Coker reminded them of the witness who testified Gebhardt told them he planned on telling different people different accounts in order to make investigators look foolish.

That witness, Patrick Douglas, is a member of Aryan Nation snitching on Gebhardt, a man he referred to as a member of the Ku Klux Klan. A neo-Nazi snitching on a white supremacist? Just one of many seeming contradictions introduced during the trial.

“It was trash that came out of the well” and trash that emerged from the witnesses’ mouths, Lee said.

Lee, conceding his client is a mean-spirited racist, said that doesn’t mean Gebhardt is a killer.

“This is a criminal trial where the state has to prove beyond a reasonable doubt,” he said. “I know that it’s hard … but that is your job.

“You can come up with about 10 or 15 reasons for reasonable doubt,” Lee continued. “Once you do that, you have to find Mr. Gebhardt not guilty on all these charges.”

Coker asked jurors to atone for the 1983 investigation that should’ve brought justice but instead brought shame.
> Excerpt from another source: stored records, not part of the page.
PR #1333, opened 2022-11-07
shopinvader_locomotive_reset_password: fix reseting password

sebastienbeau:
Datetime should be exported as string
last_pwd_reset_datetime should be reset to False so next login will update it


sebastienbeau:
@PierrickBrun @hparfr

hparfr (approved):

PR #1336, opened 2022-11-22
[14.0] [IMP] `_prepare_cart`: prioritize values in `cart_params` over the ones in the backend settings

ivantodorovich:
This allows to do this, for example:

```py
# assuming shopinvader_backend.sequence_id is set..
cart = self.component(usage="cart")._create_empty_cart(name="Test")
```

Otherwise, the sequence set in the backend would be consumed, and the "Test" name would be ignored.

As a workaround, if we'd need to do this, we could override `_create_empty_cart` to set the name to what we want after it's created, but it's not ideal: it requires a `write` after a created, and the sequence number is consumed.

ping @simahawk

### DIFF
--- a/shopinvader/services/cart.py
+++ b/shopinvader/services/cart.py
@@ -456,16 +456,18 @@ class CartService(Component):
                 "shopinvader_backend_id": self.shopinvader_backend.id,
             }
         )
+        # Play onchanges
         vals.update(self.env["sale.order"].play_onchanges(vals, vals.keys()))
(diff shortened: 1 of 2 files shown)


jcoux (approved):

simahawk (approved):
Seems legit :)

simahawk:
@ivantodorovich reminder: pls keep commit msg short. There's no need to write the description in the short msg. For this you can use the.... description of the commit ;)

PR #1343, opened 2022-12-27
[FIX] 14.0 _add_item: consistent return value

PierrickBrun:
before:
cart.py `_add_item` function does not have a consistent return value:

If the item already exists it is returned
If the item is created, None is returned

after:
`_add_item` always returns the item


sebastienbeau (approved):
LGTM (code review)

It was closed in two months, and a former GBI agent testified Monday that Spalding deputies shared virtually no evidence they obtained in 1983.

Many of the witnesses didn’t know each other; some weren’t even born when the killing occurred, Coker said. But their stories were consistent, that Gephardt killed Coggins and was proud of it.

“He has shown his true colors,” Coker said. “The hatred, the anger, the evil that spewed from his mouth. Words aren’t worth (expletive) to Frankie Gebhardt, but his own words have condemned him. The hatred, the anger, the evil, he wears them as a badge of honor.”

Jury deliberations resume Tuesday morning.